3. Peter Medawar Building for Pathogen Research and Dept. of Zoology, University of Oxford, South Parks Rd., Oxford OX1 3SY, United Kingdom

4. Wellcome Trust Clinical Research Facility, University of Southampton School of Medicine, Mailpoint 218, Level C, West Wing, Southampton General Hospital, Tremona Road, Southampton SO16 6YD, United Kingdom

5. Meningococcal Reference Unit, Health Protection Agency, Manchester Royal Infirmary, Oxford Road, Manchester M13 9WZ, United Kingdom

6. Dept. of Paediatrics, Faculty of Medicine, Wright Fleming Institute, Imperial College London, St. Mary's Campus, Norfolk Place, London W2 1PG, United Kingdom

Abstract

ABSTRACT The meningococcal Opa proteins play an important role in pathogenesis by mediating invasion of human cells. The aim of this investigation was to determine whether carried and disease-associated meningococci possess different Opa repertoires and whether the diversity of these proteins is associated with clinical severity of disease.
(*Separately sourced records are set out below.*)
PR #713, opened 2020-07-20
fix: Drag and drop Safari and Firefox redirects to "undefined"

zinabat:
closes https://rally1.rallydev.com/#/detail/defect/405152852372

[DE39813](https://rally1.rallydev.com/#/detail/defect/405152852372?fdp=true)

- Fixes a bug in some versions of Safari and Firefox that redirects users to "undefined"


components/list/list-item-drag-drop-mixin.js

Opa repertoires in 227 disease-associated meningococci, isolated in the United Kingdom over a period of 6 years, were compared to the repertoires in 190 asymptomatically carried meningococci isolated in the United Kingdom from a contemporary, nonepidemic period. Multidimensional scaling (MDS) was employed to investigate the association between Opa repertoires and multilocus sequence typing (MLST) genotypes. Associations with clinical severity were also analyzed statistically. High levels of diversity were observed in opa alleles, variable regions, and repertoires, and MDS revealed that MLST genotypes were strongly associated with particular Opa repertoires. Individual Opa proteins or repertoires were not associated with clinical severity, though there was a trend toward an association with the opaD locus. Meningococcal Opa repertoire is strongly linked to MLST genotype irrespective of epidemiological sampling and therefore correlates with invasiveness. It is not, however, strongly associated with severity of meningococcal disease.

Publisher

American Society for Microbiology

Subject

Microbiology (medical)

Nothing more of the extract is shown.